● TASK TO CARRY OUT: Within these entries, which lines include the string "average"? Copy each one.

Segment Start: PROVIDED RECORDS

PR #3199, opened 2021-08-21
#2643 language switch

### LINKED ISSUE #2643: Add option to change app language independent of phone language
Some people have their phones set to a specif language for learning or other reasons. Because accuracy is an important requirement for StreetComplete, this may cause a problem with users that are not as comfortable with the selected language, having them change the entire phone's language just to use StreetComplete.

It would be interesting to add an option to dissociate SteetComplete's language to that used in the device. This would allow users to have the app in a more familiar and/or convenient language, without needing to change the whole phone environment to said language. This would be an setting in the normal setting panels, allowing you to choose the interface language from available options.

amenk:
This adds the possibility to switch the app language to any of those where a translation exists (fixes #2643).

Known issues also see #2643 

We might improve the way the available language list is build - currently it's hard coded (maybe a YAML file?) Or can we auto detect this? --> it would improve the workflow when adding new languages

### DIFF
--- a/app/src/main/java/de/westnordost/streetcomplete/MainActivity.kt
+++ b/app/src/main/java/de/westnordost/streetcomplete/MainActivity.kt
@@ -46,6 +46,7 @@ import de.westnordost.streetcomplete.map.MainFragment
 import de.westnordost.streetcomplete.notifications.NotificationsContainerFragment
 import de.westnordost.streetcomplete.tutorial.TutorialFragment
 import de.westnordost.streetcomplete.util.CrashReportExceptionHandler
+import de.westnordost.streetcomplete.util.LocaleContextWrapper
 import de.westnordost.streetcomplete.util.parseGeoUri
 import de.westnordost.streetcomplete.view.dialogs.RequestLoginDialog
 import kotlinx.coroutines.launch
@@ -113,6 +114,10 @@ class MainActivity : AppCompatActivity(),
             }
         }
         handleGeoUri()
+    }
+
+    override fun attachBaseContext(newBase: Context?) {
+        super.attachBaseContext(LocaleContextWrapper.wrap(newBase,"am"))
     }
 
     private fun handleGeoUri() {
--- a/app/src/main/java/de/westnordost/streetcomplete/MainActivity.kt
+++ b/app/src/main/java/de/westnordost/streetcomplete/MainActivity.kt
@@ -117,7 +117,7 @@ class MainActivity : AppCompatActivity(),
     }
 
     override fun attachBaseContext(newBase: Context?) {
-        super.attachBaseContext(LocaleContextWrapper.wrap(newBase,"am"))
+        super.attachBaseContext(LocaleContextWrapper.wrap(newBase))
     }
 
     private fun handleGeoUri() {
--- a/app/src/main/java/de/westnordost/streetcomplete/settings/SettingsFragment.kt
+++ b/app/src/main/java/de/westnordost/streetcomplete/settings/SettingsFragment.kt
@@ -2,6 +2,7 @@ package de.westnordost.streetcomplete.settings
 
 import android.content.Intent
 import android.content.SharedPreferences
+import android.icu.util.ULocale.getDisplayLanguage
 import android.os.Bundle
 import android.view.LayoutInflater
 import android.widget.TextView
@@ -10,6 +11,7 @@ import androidx.appcompat.app.AlertDialog
 import androidx.appcompat.app.AppCompatDelegate
 import androidx.core.os.bundleOf
 import androidx.lifecycle.lifecycleScope
+import androidx.preference.ListPreference
 import androidx.preference.Preference
 import androidx.preference.PreferenceFragmentCompat
 import androidx.preference.PreferenceManager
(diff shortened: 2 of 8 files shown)


app/src/main/java/de/westnordost/streetcomplete/util/LocaleContextWrapper.java
```diff
@@ -0,0 +1,75 @@
...
+		}
+		if (Build.VERSION.SDK_INT >= Build.VERSION_CODES.N) {
+			context = context.createConfigurationContext(config);
+		} else {
+			context.getResources().updateConfiguration(config, context.getResources().getDisplayMetrics());
+		}
+		return new LocaleContextWrapper(context);
+	}
+
+	@SuppressWarnings("deprecation")
```
matkoniecz, line 56: Just to confirm: how serious this and other deprecations should be treated? Is there some existing replacement and deprecated things are used to support older phones?

Or is it deprecated without replacement and it is likely that in future the feature will no longer work?

Or is it deprecation that can be ignored?

amenk: I have no clue :-) I am more a beginner Android Developer and it's source is stackoverflow... The good thing is that there is alternative code for newer version in there. Not sure if we could delete one version of the code, based on the build target.

app/src/main/java/de/westnordost/streetcomplete/MainActivity.kt
```diff
@@ -115,6 +116,10 @@ class MainActivity : AppCompatActivity(),
         handleGeoUri()
     }
 
+    override fun attachBaseContext(newBase: Context?) {
+        super.attachBaseContext(LocaleContextWrapper.wrap(newBase))
+    }
+
```
westnordost, line 122: I'd really like to avoid something like this. This is a big potential for bugs because one got to remember to add this to every single Fragment and Activity(?)

There are a lot more Fragments and Activities in the app than for which you added those lines. Also, there may be Fragments from third parties (libraries) etc.

Why is this necessary? The code in `LocaleContextWrapper.wrap` contains code that replaces the default locale. This is a static variable, meaning it should stay this way until the app is restarted, right? So, why set it again and again on attaching the base context of each `Activity` and `Fragment`?

I was hoping it would be possible to for example set the default locale within the app to something else **on app startup before any activity is started** (in the `Application` class). And whenever one changes the language setting, the app would restart. Is this not possible?

app/src/main/java/de/westnordost/streetcomplete/settings/SettingsFragment.kt
```diff
@@ -137,6 +205,10 @@ class SettingsFragment : PreferenceFragmentCompat(), HasTitle,
                 AppCompatDelegate.setDefaultNightMode(theme.appCompatNightMode)
                 activity?.recreate()
             }
+            Prefs.LANGUAGE_SELECT -> {
+                val intent = Intent(context?.applicationContext, MainActivity::class.java)
+                this.startActivity(intent)
```
westnordost, line 210: I think what you want to do is
```suggestion
                activity?.recreate()
```

app/src/main/java/de/westnordost/streetcomplete/settings/SettingsFragment.kt
```diff
@@ -100,6 +100,74 @@ class SettingsFragment : PreferenceFragmentCompat(), HasTitle,
         }
     }
 
+    private fun buildLanguageSelector() {
+        // FIXME: externalize to YML?
```
westnordost, line 104: Don't worry about this, I will create a gradle task after that creates/updates a list if this PR can be merged

app/src/main/java/de/westnordost/streetcomplete/MainActivity.kt
amenk: okay, I believe I did not try it in the application class. I could work.
I believe I tried in the main activity and I believe the locale was reset on rotation or something like this.

Fragments from libraries, were this cannot be added, are a good point.

app/src/main/java/de/westnordost/streetcomplete/settings/SettingsFragment.kt
amenk: That seemed to switch the language only for the settings activity but not for the rest of the app.
Anyways, we don't need to switch it on the fly and it would be okay prompt the user for a full restart of the app, so this could be avoided.

westnordost: Restarting the app would be fine, maybe it could be done automatically

smichel17: As a user, I wouldn't want the app to restart as soon as I picked a language, because that would boot me out of the settings. I'd be happy if the app restarted as soon as I closed the settings screen.

app/src/main/java/de/westnordost/streetcomplete/util/LocaleContextWrapper.java
smichel17: Looks like the legacy methods are only called on older api versions, where they will never be removed, so it should be safe.

westnordost:
Should I mark this as "help requested"?

amenk:
@westnordost yes, that would be nice

westnordost:
FYI, because I had to look deep into the topic for some other issue:

### How to set another locale?

1. The locale is a property of the configuration of the context's resources.
2. It is sufficient to replace the locale for every activity because fragments inherit their locale from the activity they are attached to
3. It is not sufficient to replace the locale of the global application context. It seems that (at least) the locale is overwritten on activity-level contexts
4. There are several methods to replace the locale. There is a lot of hackery, ignorance, outdated information on stackoverflow, aggrevated by the fact that there seemed to have been a bug in the appcompat library not that long ago which required certain workarounds but this bug is solved now. Below, the methods to replace the locale to French (as an example) that work

### Methods that work

In an activity, when it is initialized

#### 1. applyOverrideConfiguration
```kotlin
init {
    val config = Configuration().apply { locale = Locale.FRENCH }
    applyOverrideConfiguration(config)
}
```

- added in API level 17 
- the method may only be called **once** on an activity

#### 2. createConfigurationContext

```kotlin
override fun attachBaseContext(base: Context) {
    val config = Configuration().apply { locale = Locale.FRENCH }
    val configContext = base.createConfigurationContext(config)
    super.attachBaseContext(configContext)
}
```

- added in API level 17 
- `createConfigurationContext` wraps an original context into a context that has the given different configuration

#### 3. updateConfiguration

```kotlin
override fun attachBaseContext(base: Context) {
    super.attachBaseContext(base)
    resources.configuration.locale = Locale.FRENCH
    resources.updateConfiguration(resources.configuration, resources.displayMetrics)
}
```
- deprecated since API 25, though in API 30 still used internally in AppCompatActivity
- does not wrap the resources/context, but modifies the current configuration and re-sets it
- this is the only method that works to modify the current resources to have a different locale without recreating the activity. However, it makes sense to re-start it, or at least recreate the view, because the view has already been inflated with the old locale. Hence, changing the locale while the activity is already displayed changes nothing.

---

It seems to me that Google intended `applyOverrideConfiguration` to be used for this, but this doesn't play well together with inheritance: If a superclass overrides someting in the configuration, any subclass cannot do this anymore, otherwise an exception will be thrown.
The `createConfigurationContext` method is more flexible, especially if one aims at putting the localization-code into a common superclass of all activities in the application.

westnordost:
I implemented this now after all. I redid it completely, see #3512

PR #3201, opened 2021-08-22
put charging station quests in one package

matkoniecz:
I want to do similar merges in other cases - folder listing of quests is getting quite long


westnordost:
I don't know, what exactly is the advantage of this? The reason why there are these packages is so that the quest UI and quest logic are in the same place. Whether they are related through the properties they edit is not really relevant from a code perspective - i.e. they have no code interdependencies, have they?

matkoniecz:
Primarily? Finding correct quest in this window would be easier.

screen

Though maybe I should navigate less by mouse and more by keyboard and/or write code outside Android Studio?

westnordost:
Have you used Ctrl+N before? That's how you find individual quests easily.

matkoniecz:
I guess that I should try that first

westnordost:
And Ctrl+Shift+N for "any file with that name"

PR #3206, opened 2021-08-22
Survey invalid cycleway

### LINKED ISSUE #3148: Immediately resurvey any incomplete cycleway tagging
**Use case**
Off the back of #3129 it's clear some common cycleway tagging is incomplete for example `cycleway=lane` or `cycleway:both=lane`  without a valid `cycleway:both:lane` value, we could fix this immediately, we don't need to wait for a resurvey time period to expire.

**Proposed Solution**
Expand the existing element search logic to use the isAvailableAsSelection function to filter partial tagging and show it for resurvey immediately too.

westnordost:
Fixes #3148

### DIFF
--- a/app/src/main/java/de/westnordost/streetcomplete/quests/cycleway/AddCycleway.kt
+++ b/app/src/main/java/de/westnordost/streetcomplete/quests/cycleway/AddCycleway.kt
@@ -81,7 +81,7 @@ class AddCycleway(private val countryInfos: CountryInfos) : OsmElementQuestType<
             val minAngleToWays = 25.0
 
             if (maybeSeparatelyMappedCyclewayGeometries.isNotEmpty()) {
-                // filter out roads with missing sidewalks that are near footways
+                // filter out roads with missing cycleways that are near footways
                 roadsWithMissingCycleway.removeAll { road ->
                     val minDistToWays = estimatedWidth(road.tags) / 2.0 + 6
                     val roadGeometry = mapData.getWayGeometry(road.id) as? ElementPolylinesGeometry
--- a/app/src/main/java/de/westnordost/streetcomplete/quests/cycleway/AddCycleway.kt
+++ b/app/src/main/java/de/westnordost/streetcomplete/quests/cycleway/AddCycleway.kt
@@ -16,7 +16,7 @@ import de.westnordost.streetcomplete.data.osm.osmquests.OsmElementQuestType
 import de.westnordost.streetcomplete.quests.cycleway.Cycleway.*
 import de.westnordost.streetcomplete.util.isNearAndAligned
 
-class AddCycleway : OsmElementQuestType<CyclewayAnswer> {
+class AddCycleway(private val countryInfos: CountryInfos) : OsmElementQuestType<CyclewayAnswer> {
 
     override val commitMessage = "Add whether there are cycleways"
     override val wikiLink = "Key:cycleway"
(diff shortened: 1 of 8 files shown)


app/src/main/java/de/westnordost/streetcomplete/quests/cycleway/AddCycleway.kt
```diff
@@ -80,19 +80,28 @@ class AddCycleway : OsmElementQuestType<CyclewayAnswer> {
 
             val minAngleToWays = 25.0
 
-            // filter out roads with missing sidewalks that are near footways
-            roadsWithMissingCycleway.removeAll { road ->
-                val minDistToWays = estimatedWidth(road.tags) / 2.0 + 6
-                val roadGeometry = mapData.getWayGeometry(road.id) as? ElementPolylinesGeometry
-                roadGeometry?.isNearAndAligned(minDistToWays, minAngleToWays, maybeSeparatelyMappedCyclewayGeometries) ?: true
+            if (maybeSeparatelyMappedCyclewayGeometries.isNotEmpty()) {
+                // filter out roads with missing sidewalks that are near footways
```
peternewman, line 84: Shouldn't it be this for this quest?
```suggestion
                // filter out roads with missing cycleways that are near footways
```

app/src/main/java/de/westnordost/streetcomplete/quests/cycleway/AddCycleway.kt
```diff
@@ -115,7 +124,7 @@ class AddCycleway : OsmElementQuestType<CyclewayAnswer> {
 
         /* but if already tagged an old, we don't need to look at surrounding geometry to see if
            it applicable or not */
```
peternewman, line 126: Minor grammar nit:
```suggestion
        /* but if already tagged and old, we don't need to look at surrounding geometry to see if
           it is applicable or not */
```

peternewman (commented):
LGTM, just a couple of very minor comments

app/src/main/java/de/westnordost/streetcomplete/quests/cycleway/AddCycleway.kt
westnordost: yeah, i think you are right

westnordost:
Thank you, @peternewman !

app/src/main/java/de/westnordost/streetcomplete/quests/cycleway/AddCycleway.kt
```diff
@@ -293,7 +302,7 @@ class AddCycleway : OsmElementQuestType<CyclewayAnswer> {
                 or highway = residential and (
                   maxspeed > 30
```
peternewman, line 303: It might be good to have a comment that these are in kph, I was a bit confused what was going on at first.

app/src/main/java/de/westnordost/streetcomplete/quests/cycleway/AddCycleway.kt
```diff
@@ -308,7 +317,7 @@ class AddCycleway : OsmElementQuestType<CyclewayAnswer> {
                 !maxspeed
                 or maxspeed > 20
                 or (maxspeed ~ ".*mph" and maxspeed !~ "([1-9]|1[0-2]) mph")
```
peternewman, line 319: In the UK on a "proper" road it's rare to see < 20mph (which I guess is handled in the case above). But 15, and more often 10 or occasionally 5mph are common on e.g. large private sites/roads. I don't know if it's worth relaxing it to include the likely mph equivalent, rather than a direct conversion of kph to mph?

peternewman (commented):
A couple more minor comments.

app/src/main/java/de/westnordost/streetcomplete/quests/cycleway/AddCycleway.kt
westnordost: nah, that's the default in OSM. The filter syntax just looks up what are inthe OSM tags, and there is something like "30" or "50" etc. in the OSM tags. (Actually, `>` comparisons don't work with "30 mph" because that is not a number but a string). Hence the elaborate regex syntax you also commented on.

app/src/main/java/de/westnordost/streetcomplete/quests/cycleway/AddCycleway.kt
westnordost: That's the "definitely never ask for a cycleway" filter. In roads where there is a speed limit of 20 or less (whatever the reason for this), there is absolutely no sense for a cycleway because that is the speed cyclists go.

westnordost: And to shift this limit solely on the base of the unit used for speed limit doesn't make sense to me. Cyclists don't go faster in the UK than in the rest of the world.

westnordost:
Thanks for the review, @peternewman !

app/src/main/java/de/westnordost/streetcomplete/quests/cycleway/AddCycleway.kt
peternewman: Actually they do :laughing: (I was just looking for cycling speeds):
https://www.cyclingweekly.com/fitness/training/13-ways-increase-average-cycling-speed-144937

UK Men average 15mph, which means the filter should exclude all roads <= 15mph. FWIW I did find some 12mph tagging (round two UK parks), but 15mph is used 200 times more.

Anyway, I was more meaning that directly converting from kmh to mph is likely to result in unusual/infrequently used speed limits, potentially cutting off the realistic/actual ones, see this table for some more examples (going the other way):
https://www.sharetheroadtozero.com/wp-content/uploads/2016/03/Highway-Code-Speed-Limit-Infographic.png

westnordost: British ride faster because the constant rain cools them down ;-)

As said, this is not about speed limit signs but about some (TBH randomly) chosen speed at which cyclists go.  Look at the females, 20 km/h seems quite reasonable as a rough average. Also, how were the statistics created? Is this only for cycling enthusiasts (on racing bikes) or the average on any bike?

The case you seem to make here is that roads signed with 15 mph will never have a cycleway because cyclists are never expected to go slower than that. Is this the case you want to make?

peternewman: > British ride faster because the constant rain cools them down ;-)

I assume the Dutch win as there are no hills.

> As said, this is not about speed limit signs but about some (TBH randomly) chosen speed at which cyclists go. Look at the females, 20 km/h seems quite reasonable as a rough average. Also, how were the statistics created? Is this only for cycling enthusiasts (on racing bikes) or the average on any bike?

Strava is a tracking app, so it will probably have more enthusiasts, but possibly on mountain bikes and stuff too. People probably aren't using it to track their daily commute.

> The case you seem to make here is that roads signed with 15 mph will never have a cycleway because cyclists are never expected to go slower than that. Is this the case you want to make?

I think more broadly that 15 mph is so slow it's the safety factor, you don't then need to separate them. As this article alludes to, <20 mph is very rare in the UK on a normal road, if you give them a cycle lane too, you're only really protected pedestrians just randomly crossing. I'd imagine the reality here is there isn't the space to add a separate cycleway, so the limit is the alternative option:
https://inews.co.uk/essentials/lifestyle/cars/car-news/uk-set-to-get-its-first-15mph-speed-limits-295471

Issue #3034, opened 2021-07-08
Allow to save/load current state of enabled quests


mnalis:
**Use case**
As noted in https://github.com/streetcomplete/StreetComplete/issues/1654 and elsewhere, enabling/disabling of quests and their ordering is very time consuming task (and only becoming more time consuming as new quests are added in the future). 

And yet users often have a need  to have separate sets of quests to use in different circumstances - either due to their mode of movement (bus, foot, ...), time of year (snow covering surface quests), time of day (lit), their priorities and available time (entering restaurants) etc.  See https://github.com/streetcomplete/StreetComplete/discussions/2457 for list of use cases.

It would help users a lot, if instead of having to keep rearranging and enabling/disabling quests on regular bases, they could do it only **once**, and later reuse saved settings.

**Proposed Solution**

If full-fledged custom presets linked above are deemed too problematic to implement, perhaps it would be possible to at least allow users to **save** their current quest list (both `on`/`off` status of various quests, **and** their priorities) to file, and later **load** them from (that or some different file). It could be made available from menu in Quests list like this:
![quests_saveload](https://user-images.githubusercontent.com/156656/124989047-07010180-e03f-11eb-83f4-9797e6c70ba6.png)

It would work like one expects from any program working with files:
- `Save...` would ask for filename in which to save this set of quests (and if file with that name already exists, ask if we want to overwrite it)
- `Load...` would present a list of all files (in a SC folder dedicated for saved quests), and after user clicks on one, current list of quests would be replaced by list of quests that was in that file.

That would keep it simple, unobtrusive (to users not interested in it), and yet allow users to avoid manual drudgery when their changed circumstances require different set of quests.

westnordost:
Okay, it is hard to talk about the situation when a new implementation/mitigation is done but not released yet. I think, having quest presets at all is going to be much less used/requested/necessary after the stuff on the reorder-quests branch is merged.

mnalis:
@westnordost well I actually tried it before it was officially released (if people are comfortable with running untrusted APKs, they can download APK from https://github.com/mnalis/StreetComplete/releases/tag/v33.0-mnalis2-questorder and try it themselves), and while it does make defaults better, it does not solve the problem for me - which is about ability to choose from several **different sets** at **different times** (and not having better **one** set, which seems to me to be what `quest-order` branch does?) . 

[...]

PR #3210, opened 2021-08-24
Quest profiles

westnordost:
implements #3034


app/src/main/res/raw/changelog.yml
```diff
@@ -1,4 +1,14 @@
-34.0-beta1: |
+v34.0-beta1: |
+  <h3>🚌🚴 Quest presets</h3>
+  <ul>
+  <li>Show quests that are quick and easy to solve (from a distance) first by default. This makes
+      contributing more efficient and diverse while also easier to do f.e. as a passenger (#2944, ...)</li>
+  <li>You can now save different quest presets for different situations, f.e. one preset when you
```
FloEdelmann, line 6:
```suggestion
      contributing more efficient and diverse while also easier to do as e.g. a passenger (#2944, ...)</li>
  <li>You can now save different quest presets for different situations, e.g. one preset when you
```

I've personally never heard of the abbreviation `f.e.`, but only `e.g.`. Apparently it is a thing though: https://www.quora.com/What-does-the-abbreviation-f-e-mean

What's your opinion on this @peternewman @smichel17?

app/src/main/res/values/strings.xml
```diff
@@ -487,12 +487,12 @@ Otherwise, you can download another keyboard in the app store. Popular keyboards
     <string name="resurvey_intervals_less_often">Ask less often</string>
     <string name="resurvey_intervals_default">Default</string>
     <string name="resurvey_intervals_more_often">Ask more often</string>
-    <string name="pref_title_quests2">Quest selection and priority</string>
+    <string name="pref_title_quests2">Quest selection and display order</string>
     <string name="pref_subtitle_quests">%1$d of %2$d enabled</string>
+    <string name="pref_subtitle_quests_preset_name">Preset: %1$s</string>
```
FloEdelmann, line 492: This should be enough, right?

```suggestion
    <string name="pref_subtitle_quests_preset_name">Preset: %s</string>
```

app/src/main/res/values/strings.xml
```diff
@@ -1068,4 +1070,14 @@ Otherwise, you can download another keyboard in the app store. Popular keyboards
     <string name="quest_camera_type_dome">Dome</string>
     <string name="quest_camera_type_fixed">Fixed</string>
     <string name="quest_camera_type_panning">Panning</string>
+    <string name="no_search_results">The what now?</string>
```
FloEdelmann, line 1073: Shouldn't this be a more formal wording?

app/src/main/res/values/strings.xml
```diff
@@ -1068,4 +1070,14 @@ Otherwise, you can download another keyboard in the app store. Popular keyboards
...
+    <string name="quest_selection_hint_title">Too much to do?</string>
+    <string name="quest_selection_hint_message">"Contributing should primarily be fun!
+
+If you are overwhelmed by the number of quests, you can always fine-tune what quests are displayed to you and in what order in the settings.</string>
```
FloEdelmann, line 1077:
```suggestion
If you are overwhelmed by the number of quests, you can always fine-tune which quests are displayed to you and in which order in the settings.</string>
```

CC @peternewman @smichel17 again.

FloEdelmann (commented):
Just a quick (preliminary) code-only review. I don't know if I manage to do a full review, so I just submit this now already.

Thanks for implementing @westnordost! :blush:

app/src/main/java/de/westnordost/streetcomplete/data/StreetCompleteSQLiteOpenHelper.kt
```diff
@@ -96,8 +101,30 @@ import de.westnordost.streetcomplete.quests.oneway_suspects.data.WayTrafficFlowT
         if (oldVersion == 1 && newVersion > 1) {
             db.execSQL(CreatedElementsTable.CREATE)
         }
+        if (oldVersion == 2 && newVersion > 2) {
```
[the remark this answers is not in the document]
westnordost: Hmm yeah, I think you are right! Thank you!

app/src/main/res/raw/changelog.yml
westnordost: Oh, I didn't know that f.e. was so unknown / unused, so I have done it wrong my whole life. Thanks! Gonna do a string-replace...

app/src/main/res/values/strings.xml
westnordost: yes

app/src/main/res/values/strings.xml
westnordost: I don't know, why should it?

matkoniecz: Informal seems fine and even preferable - as long as it is not some slang/insulting

FloEdelmann: I don't know what "The what now" should mean... Maybe the context where it is used will help with understanding.

smichel17:
Apparently you can only request reviews from folks who have explicitly been granted access to the repo, but @Helium314 might be interested too

app/src/main/res/values/strings.xml
westnordost: Well I hope it means something like "hä, was jetzt?" but maybe i misunderstood is meaning

smichel17: "hä, was jetzt?" auto-translates to "huh, what now?" As in, "I'm not sure what to do now.". I *think* that's more what you meant.

I would interpret "The what now?" more like "Sorry, what?" or "Are you talking nonsense at me?" Or, in gif form, 

white guy blinking meme

app/src/main/res/values/strings.xml
smichel17: I think it should be "which quests… what order"
```suggestion
If you are overwhelmed by the number of quests, you can always fine-tune which quests are displayed to you and in what order in the settings.</string>
```

app/src/main/res/values/strings.xml
westnordost: Well, that would be fine, ain't it?

westnordost: It is shown when the search word(s) entered do not match any quest types, so the list is empty.

peternewman: It's understandable as a native, but it's very informal/casual, almost cryptic, similar to:
https://www.theguardian.com/lifeandstyle/wordofmouth/2014/mar/25/wackaging-trend-food-packaging-innocent-language

I think you may need to add a hint for translators so they get the right idea.

It also seems out of place compared to the rest of the language used in the app (e.g. connection failures) which is generally a bit less "fun".

peternewman: Although "Too much to do?" below seems similar too.

mnalis: I have no idea what "the what now" should mean either... Something like `No matches` would be shorter, more common, and more understandable. But maybe that is the point (like [borken](https://www.landley.net/history/mirror/jargon.html#borken) for broken)

Or, if we're going for such level of borken/informal, we could go with ["What you say !!"](https://knowyourmeme.com/memes/all-your-base-are-belong-to-us) meme at least :smile:

westnordost: Do you have a suggestion for a slightly less "cryptic" wording, @ native speakers?

> Although "Too much to do?"

That's pretty much German ("Zu viel zu tun?") translated into English. If it doesn't work that well in English, please post a suggestion!

peternewman: Well this is equally applicable, but less fun, but should be more understandable for people who might be using it in a non-native language, or translating it.
```suggestion
    <string name="no_search_results">No results found</string>
```

app/src/main/res/values/strings.xml
```diff
@@ -1068,4 +1070,14 @@ Otherwise, you can download another keyboard in the app store. Popular keyboards
     <string name="quest_camera_type_dome">Dome</string>
     <string name="quest_camera_type_fixed">Fixed</string>
     <string name="quest_camera_type_panning">Panning</string>
+    <string name="no_search_results">The what now?</string>
+    <string name="quest_selection_hint_title">Too much to do?</string>
```
peternewman, line 1074: > Although "Too much to do?"

That's pretty much German ("Zu viel zu tun?") literally translated into English. If it doesn't work that well in English, please post a suggestion!

_Originally posted by @westnordost in https://github.com/streetcomplete/StreetComplete/pull/3210#discussion_r695644574_

Yeah it works fine in English, I just wonder if there is a bit of a negative connotation about work or it being a job (rather than the gamification side of things). i.e. these are your tasks to complete.

This seems a little softer or just ambiguous (regarding why you're completing the quests) to me:
```suggestion
    <string name="quest_selection_hint_title">Too many quests?</string>
```

Or alternatively to put a more positive spin on it:
```suggestion
    <string name="quest_selection_hint_title">Too much to choose from?</string>
```

westnordost: Hmm well, the point is that it should not feel like work and this very dialog addresses that. No point in denying that it may feel like work if there is too much to do:

> Too much to do?
>
> Contributing should primarily be fun!
> 
> If you are overwhelmed by the number of quests, you can always fine-tune which quests are displayed to you and in what order in the settings.</string>

app/src/main/res/values/strings.xml
westnordost: Meh. People don't do their taxes in StreetComplete.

Segment End: PROVIDED RECORDS

● ANSWER BOX:
https://www.cyclingweekly.com/fitness/training/13-ways-increase-average-cycling-speed-144937
UK Men average 15mph, which means the filter should exclude all roads <= 15mph. FWIW I did find some 12mph tagging (round two UK parks), but 15mph is used 200 times more.
As said, this is not about speed limit signs but about some (TBH randomly) chosen speed at which cyclists go.  Look at the females, 20 km/h seems quite reasonable as a rough average. Also, how were the statistics created? Is this only for cycling enthusiasts (on racing bikes) or the average on any bike?
> As said, this is not about speed limit signs but about some (TBH randomly) chosen speed at which cyclists go. Look at the females, 20 km/h seems quite reasonable as a rough average. Also, how were the statistics created? Is this only for cycling enthusiasts (on racing bikes) or the average on any bike?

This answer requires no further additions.